[Collected data]

PR #1757, opened 2026-06-03
unbreq plugin: do not treat not installed packages as unused

mkoncek:


xsuchy (approved):
+1

mock/py/mockbuild/plugins/unbreq.py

** ABOUT THIS TASK **
Note every line of the records that holds the word "unbreq", and copy it.

** FINISHED EXERCISE **
unbreq plugin: do not treat not installed packages as unused
mock/py/mockbuild/plugins/unbreq.py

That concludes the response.